I just got a new shiny desktop at home, a Quad Core i7 920, running 64-bit Linux 2.6.32 (stock Fedora Core 12). Nothing fancy, it's a $250 CPU, but I did some artificial tests of Traffic Server on it just to see where we are on a modern machine and kernel. The tests are done between two Linux boxes, both on GigE network, and with two Linksys switches in between the two boxes. So, this is definitely not a production quality network in any way. I ran with keep-alive enabled, doing 100 requests per connection, each request fetches a 500 byte body out of cache (i.e. 100% cache hit ratio). I know, this is a completely unrealistic test, but it is still interesting to see what we can do. Here's the best run out of three:
2270442 fetches on 23464 conns, 2000 max parallell, 1.13522e+09 bytes in 30 seconds 500 mean bytes/fetch 75681.40 fetches/sec, 3.78406e+07 bytes/sec msecs/connect: 0.3878585 mean, 11.1295 max, 0.089 min msecs/first-response: 16.3695 mean, 459.379 max, 0.1295 min
So, over 75,000 requests per second, at 16ms latency, and I think some of that latency can be attributed to the two switches (wish I had a better setup). An interesting side note, the Traffic Server process can actually use about 470% CPU on this Quad Core box, so an extra 70% of a CPU is "gained" here from Hyper Threading. How does this compare to my old desktop? Well, the old system was a Core2, and in the same test, it was able to pull off around 35k QPS.

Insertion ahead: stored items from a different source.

PR #811, opened 2018-04-22
Direct type class `syntax` over concrete data types

raulraja:
The following PR adds a `syntax` DSL for all data types that arrow exposes type class instances for.

This DSL allows users to not worry about knowing if `binding`, `flatMap` etc are in `Monad`, or what any other combinator they plan on using belongs to a certain type class.

It eliminates the need to explicitly refer to the instances inside the data type companion.

Until now users where forced to do things like:
```kotlin
Option.applicative().map(Option(1), Option(1), Option(1), { (a, b, c) -> a + b + c }) //Option(3)
Option.monad().binding {
  val a = Option(1).bind()
  val b = Option(a + 1).bind()
  a + b
} 
// Option(3)
Option.functor()...
Option.traverse()...
```
Instead with the syntax DSL most used type classes that the data type provides instances for are bundled as the single `this` scope of the contained `syntax` function.
The scope contains all extension functions and static functions that the type classes define and are available to use within the user provided block.
```kotlin
import arrow.instances.*

Option syntax { //`this` is Monad, Applicative, Functor, Traverse, etc...
  binding { ... }
  map(....)
  traverse(...)
}

Either<String>() syntax { //`this` is Monad, Applicative, Functor, Traverse, etc...
  binding { ... }
  map(....)
  traverse(...)
}
```

The docs contain now instructions for users wanting to provide a similar DSL for their custom data type and it looks like this:

> If you defined your own instances over your own data types and wish to use a similar `syntax` DSL you can do so for both types with a single type argument such as `Option`:

```kotlin
object OptionContext : OptionMonadErrorInstance, OptionTraverseInstance {
  override fun <A, B> Kind<ForOption, A>.map(f: (A) -> B): Option<B> =
    fix().map(f)
}

infix fun <A> Option.Companion.syntax(f: OptionContext.() -> A): A =
  f(OptionContext)
```

> Or for types that require partial application of some of their type arguments such as `Either<L, R>` where `L` needs to be partially applied

```kotlin
class EitherContext<L> : EitherMonadErrorInstance<L>, EitherTraverseInstance<L> {
  override fun <A, B> Kind<EitherPartialOf<L>, A>.map(f: (A) -> B): Either<L, B> =
    fix().map(f)
}

class EitherContextPartiallyApplied<L> {
  infix fun <A> syntax(f: EitherContext<L>.() -> A): A =
    f(EitherContext())
}

fun <L> Either(): EitherContextPartiallyApplied<L> =
  EitherContextPartiallyApplied()
```


modules/docs/arrow-docs/docs/docs/patterns/glossary/README.md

Anyways, these results aren't too shabby, and we've just started!
Caveat: This is using the "trunk" version of Traffic Server, the first release that is soon coming out won't be quite this fast.
Update: I updated the numbers with the results after forcing my CPU to run at highest CPU frequency at all time. No overclocking though, this is a standard i7 920 setup.